# 1/15/09 South east MA



## 02powerstroke (Nov 7, 2006)

Had some time to snap a few pictures today

Rollin out behind one of the town trucks :yow!:









Little side lot thing off one of my roads


----------



## ColliganLands (Sep 4, 2008)

you stole the snow !!!! lol
looks good!! how many hours you get in today?


----------



## 02powerstroke (Nov 7, 2006)

5HRS it was a quick one but thats better than nothing.

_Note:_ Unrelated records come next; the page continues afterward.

PR #1230, opened 2022-11-18
[Explicit Module Builds] Serialize and re-use the inter-module dependency graph as incremental build state

artemcm:
Building on top of https://github.com/apple/swift-driver/pull/621, on an incremental build, load a prior dependency graph, check if it is still valid:
1. import set of the current module has not changed
2. input files of every module in the prior graph are older than the output and if it is, re-use it, skipping invoking the dependency scanner again.

More concretely, computation of the initial incremental state in `computeIncrementalStateForPlanning` will attempt to read out and validate a prior serialized inter-module dependency graph. If validated, such graph will become a part of the initial incremental state itself.

During build planning, at the stage of computing inter-module dependencies, the dependency scanning action will be skipped if the initial incremental state contains a still-valid prior inter-module dependency graph. 

In both cases, if a prior graph is being re-used, or if a new graph was computed via a dependency scanning action, the graph will become a component of the incremental build state to be serialized after the build is complete. 

This change does not yet result in skipping the actual module build jobs in the planning output, which can be done with this, but this is left to a followup PR. 

There is also some notable overlap between this and what is already done for detecting changes in input files to the current compilation:
- Suppose a Swift module interface of a module dependency has changed. This means that, according to the above mechanism, a dependency scanning action must be performed on an incremental build. This will result in a new dependency graph and a subsequent re-build of the dependency. But, moreover, there is an existing mechanism in place to ensure that source-files also get re-built on changes to previously-recorded inputs to compilation so the source-files will also be re-built when a dependency changes. 

Once explicit builds become the default, we can consolidate the two approaches into one.

Partially resolves rdar://66801475

### DIFF
--- a/Sources/SwiftDriver/Driver/Driver.swift
+++ b/Sources/SwiftDriver/Driver/Driver.swift
@@ -235,22 +235,6 @@ public struct Driver {
   /// Only present when the driver will be writing the record.
   /// Only used for reading when compiling incrementally.
   @_spi(Testing) public let buildRecordInfo: BuildRecordInfo?
-
-  /// A build-record-relative path to the location of a serialized copy of the
-  /// driver's dependency graph.
-  ///
-  /// FIXME: This is a little ridiculous. We could probably just replace the
-  /// build record outright with a serialized format.
-  var driverDependencyGraphPath: VirtualPath? {
-    guard let recordInfo = self.buildRecordInfo else {
-      return nil
-    }
-    let filename = recordInfo.buildRecordPath.basenameWithoutExt
-    return recordInfo
-      .buildRecordPath
-      .parentDirectory
-      .appending(component: filename + ".priors")
-  }
   
   /// Whether to consider incremental compilation.
   let shouldAttemptIncrementalCompilation: Bool
@@ -1283,10 +1267,6 @@ extension Driver {
   public mutating func run(
     jobs: [Job]
   ) throws {
-    if parsedOptions.hasArgument(.v) {
-      try printVersion(outputStream: &stderrStream)
-    }
-
     let forceResponseFiles = parsedOptions.contains(.driverForceResponseFiles)
 
     // If we're only supposed to print the jobs, do so now.
@@ -1450,6 +1430,15 @@ extension Driver {
           /// Ensure that a bogus dependency graph is not used next time.
           buildRecordInfo?.removeBuildRecord()
           return
+      }
+      do {
+        try incrementalCompilationState.writeInterModuleDependencyGraph(buildRecordInfo)
+      }
+      catch {
+        diagnosticEngine.emit(
+          .warning("next compile must run a full dependency scan; could not write inter-module dependency graph: \(error.localizedDescription)"))
+        buildRecordInfo?.removeInterModuleDependencyGraph()
+        return
       }
     }
     buildRecordInfo?.writeBuildRecord(
--- a/Sources/SwiftDriver/ExplicitModuleBuilds/ModuleDependencyScanning.swift
+++ b/Sources/SwiftDriver/ExplicitModuleBuilds/ModuleDependencyScanning.swift
@@ -41,6 +41,116 @@ extension Diagnostic.Message {
   }
 }
 
+@_spi(Testing) public extension Driver {
+  /// Scan the current module's input source-files to compute its direct and transitive
+  /// module dependencies.
+  mutating func gatherModuleDependencies()
+  throws -> InterModuleDependencyGraph {
+    var dependencyGraph = try performDependencyScan()
+
+    if parsedOptions.hasArgument(.printPreprocessedExplicitDependencyGraph) {
+      try stdoutStream <<< dependencyGraph.toJSONString()
+      stdoutStream.flush()
+    }
+
+    if let externalTargetDetails = externalTargetModuleDetailsMap {
+      // Resolve external dependencies in the dependency graph, if any.
+      try dependencyGraph.resolveExternalDependencies(for: externalTargetDetails)
+    }
+
+    // Re-scan Clang modules at all the targets they will be built against.
+    // This is currently disabled because we are investigating it being unnecessary
+    // try resolveVersionedClangDependencies(dependencyGraph: &dependencyGraph)
+
+    // Set dependency modules' paths to be saved in the module cache.
+    try resolveDependencyModulePaths(dependencyGraph: &dependencyGraph)
+
+    if parsedOptions.hasArgument(.printExplicitDependencyGraph) {
+      let outputFormat = parsedOptions.getLastArgument(.explicitDependencyGraphFormat)?.asSingle
+      if outputFormat == nil || outputFormat == "json" {
+        try stdoutStream <<< dependencyGraph.toJSONString()
+      } else if outputFormat == "dot" {
+        DOTModuleDependencyGraphSerializer(dependencyGraph).writeDOT(to: &stdoutStream)
+      }
+      stdoutStream.flush()
+    }
+
+    return dependencyGraph
+  }
+
+  /// Update the given inter-module dependency graph to set module paths to be within the module cache,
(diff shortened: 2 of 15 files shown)


Sources/SwiftDriver/ExplicitModuleBuilds/ModuleDependencyScanning.swift
```diff
@@ -41,6 +41,118 @@ extension Diagnostic.Message {
   }
 }
 
+@_spi(Testing) public extension Driver {
+  /// Scan the current module's input source-files to compute its direct and transitive
+  /// module dependencies.
+  mutating func gatherModuleDependencies()
```
artemcm, line 47: This code just moved from `Planning.swift` it is unchanged.

Sources/SwiftDriver/Driver/Driver.swift
```diff
@@ -235,22 +235,6 @@ public struct Driver {
   /// Only present when the driver will be writing the record.
   /// Only used for reading when compiling incrementally.
   @_spi(Testing) public let buildRecordInfo: BuildRecordInfo?
-
-  /// A build-record-relative path to the location of a serialized copy of the
-  /// driver's dependency graph.
-  ///
-  /// FIXME: This is a little ridiculous. We could probably just replace the
-  /// build record outright with a serialized format.
-  var driverDependencyGraphPath: VirtualPath? {
```
artemcm, line 244: This was duplicated in BuildRecordInfo and this instance was not used anywhere.

Sources/SwiftDriver/IncrementalCompilation/BuildRecordInfo.swift
```diff
@@ -263,6 +295,15 @@ import class Dispatch.DispatchQueue
       .appending(component: filename + ".priors")
   }
 
+  /// A build-record-relative path to the location of a serialized copy of the
+  /// driver's inter-module dependency graph.
+  var interModuleDependencyGraphPath: VirtualPath {
```
artemcm, line 300: Alternatively we can also make this a part of the `.swiftdeps` file, but for now it seemed simpler to keep it separate.

artemcm:
@swift-ci test

Tests/SwiftDriverTests/IncrementalCompilationTests.swift
```diff
@@ -1160,10 +1343,15 @@ extension IncrementalCompilationTests {
 // MARK: - Incremental test perturbation helpers
 extension IncrementalCompilationTests {
   private func touch(_ name: String) {
-    Thread.sleep(forTimeInterval: 1)
     print("*** touching \(name) ***", to: &stderrStream); stderrStream.flush()
-    let (path, contents) = try! XCTUnwrap(inputPathsAndContents.filter {$0.0.pathString.contains(name)}.first)
-    try! localFileSystem.writeFileContents(path) { $0 <<< contents }
```
artemcm, line 1166: I changed this to actually just re-write the file's contents with what they already are, so it actually just updates the timestamp. Previously `touch` was overwriting file contents with a pre-determined initial state for that input, instead of what the test may have modified it to be at that point.

nkcsgexi (approved):
Discussed with Artem about this offline. LGTM as the first step for handling incremental explicit module build!

Sources/SwiftDriver/IncrementalCompilation/IncrementalDependencyAndInputSetup.swift
```diff
@@ -92,10 +100,116 @@ extension IncrementalCompilationState {
...
+      case .swift(let swiftDetails):
+        if module.key.moduleName == graph.mainModuleName {
+          continue
+        }
+        guard let outputModTime = try? buildRecordInfo.fileSystem.lastModificationTime(for: VirtualPath.lookup(module.value.modulePath.path)) else {
+          reporter?.report("Unable to 'stat' \(module.value.modulePath.description)")
+          return false
+        }
+        if let moduleInterfacePath = swiftDetails.moduleInterfacePath {
+          let inputModTime = try buildRecordInfo.fileSystem.lastModificationTime(for: VirtualPath.lookup(moduleInterfacePath.path))
```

It was whicked light fluffy snow which isent the normal for us we always get the wet crappy stuff so it was nice change.


----------



## ColliganLands (Sep 4, 2008)

yea we got nothing so the 5 is better than sitting home all day
the weekend looks like we might be getting something 
one question why is the blade orange?


----------



## 02powerstroke (Nov 7, 2006)

cause it was really ugly










and I had a gallon of bobcat orange left from doing the rear door and the rims on my bobcat


----------



## ColliganLands (Sep 4, 2008)

haha ok that makes sense
i thought you somehow got a foil onto a curtis for a second


----------



## 02powerstroke (Nov 7, 2006)

naah I painted it and then got the foil after wards or should I say stole the foil. New in the box with the hardware bag never opened for $125 bucks of craigslist.


----------



## ColliganLands (Sep 4, 2008)

you beat me by a little 
picked mine up for 239 brandy new from my dealer
and intensifires for 159


----------



## 02powerstroke (Nov 7, 2006)

How good are the lights mine suck ass I cant stand it thet keep moving to.


----------



## ColliganLands (Sep 4, 2008)

theyre 100 times better
you can actually see around you and the curbs/drains that jump out at you from nowhere
and for the price i got them at there was no questions


----------



## 02powerstroke (Nov 7, 2006)

whats a pair cost for the rest of us?


----------



## ColliganLands (Sep 4, 2008)

well ive seen 229 and up
but i might be able to get you some if you want


----------



## fordpsd (Aug 23, 2008)

Nice truck. My plow was pretty ugly too and i covered it in a sheet of aluminum and now it looks like an Xblade. ill try to get some pictures of it soon


----------